The problem with the world is that everyone is a few drinks behind.
--Humphrey Bogart

Why is Australian beer served cold?
So you can tell it from urine.
--David Moulton

Give me a woman who loves beer and I will conquer the world.
--Kaiser Wilhelm

I would kill everyone in this room for a drop of sweet beer.
--Homer Simpson

Not all chemicals are bad. Without chemicals such as hydrogen and
oxygen, for example, there would be no way to make water, a vital
ingredient in beer.

I drink to make other people interesting.
--George Jean Nathan

All right, brain, I don't like you and you don't like me - so let's just do this and I'll get back to killing you with beer.
--Homer Simpson
Re: Roflmao By Migines by Migines(m): 12:56pm On Nov 17, 2007
Stoopid Baby Names

A mother was sitting on the couch reading a book when one of her children walked up to her and said, "Mummy, why is my name Petal?"
The mother replied, "Because when you were born, a petal fell on your head."

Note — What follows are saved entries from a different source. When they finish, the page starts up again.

PR #2207, opened 2024-07-10
Fix: Eligibility Index - Clicking on modal backdrop should not click radio button

### LINKED ISSUE #1526: Modal dialog link in radio button has inconsistent select behavior
There's some inconsistent behavior with closing the modal and what happens to the radio button.

See this GIF where I close the modal by:
 - clicking the X
 - pressing the Esc key
 - clicking off the modal

In the last case, the radio button gets selected.
benefits-login-gov-help-modal

_Originally posted by @angela-tran in https://github.com/cal-itp/benefits/issues/1524#issuecomment-1633250362_
            
### Additional context
An attempt to fix this was made in #1524 by consuming the click event, but because the modal content has clickable elements, we can't use that solution.

machikoyasuda:
closes #1526 

## What does this PR do

Clicking on a modal's backdrop should close the modal, and should not trigger any other changes in the DOM. Currently, this works fine on all the pages with a modal, like the home page, with the exception of the Eligibility Index page. On this page, there are radio buttons *underneath* the modal backdrop. A backdrop click event will bubble down into a radio button click event as well. I wrote code that looks for a click on `.modal`, and stops the bubbling of events - if the click is *not* clicking on the Login.gov help link (or any other future link).

I added this code to `eligibility/index.html` instead of the modal includes because I want to isolate this code to *just* this form for now. I don't see this behavior affecting the home page, for example, so I don't want to add the code to all modals.

GIF of the bug by Angela:

benefits-login-gov-help-modal

## How to test:

Test in isolation: https://codepen.io/machikoyasuda/pen/vYqENKx

Test in app: Go to the Eligibility Index page, and try opening a modal with your keyboard. Use all 4 methods to close a modal and the behavior should be the same: click on the X, use <kbd>enter</kbd> on the X, type <kbd>Escape</kbd>, and finally, try clicking on the backdrop. No radio button should be selected. (Unless of course, you have already selected a radio button, it should remain selected. The selected button should not change.) Then, try clicking on the Login.gov Help Page link and make sure that works.


thekaveman (approved):
Tested locally, looks great! Nice simple fix.

angela-tran (approved):
🙌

The next baby walked up and asked, "Mummy why is my name Rose?" she replied,

"Because when you were born, a rose fell on your head."

The last baby walked up to her and said, "BLAS CLAFLAS YIFRASSAM TASSM POONNFFFIINRTY."

The mother replied, "Please be quiet, Refrigerator."
Re: Roflmao By Migines by Migines(m): 12:58pm On Nov 17, 2007
Blonde in an Elevator

A tall blonde and a tall brunette are stading in an elevator. A short bald man with lots of dandruff walks in, then gets off at the next floor. The brunette says, “Boy he could use some head and shoulders.”
The blonde says, “Hm. How do you give shoulders?”
Re: Roflmao By Migines by Migines(m): 1:00pm On Nov 17, 2007
10 Signs That A Kid Is A Nerd

10. Likes people that oppress him: teachers, parents, principals, police, and authority figures.
9. Is overly enthusiastic about 'Dungeons and Dragons' and other role playing games.
8. Very familiar with megahertz, wears glasses and, can quote scripture.
7. Frequently speaks of martial arts, but still gets beaten up.
6. Says 'Whom' instead of 'Who.'
5. Is pleased when disruptive individuals are sent to the office, so that they can continue with their learning.
4. Prefers NPR to any music.
3. Gets upset when there is a test or quiz that he did not know about.
2. Rooted for Deep-Blue in the famous chess game.
1. Must be pulled off bridge when not accepted at the college of his choice.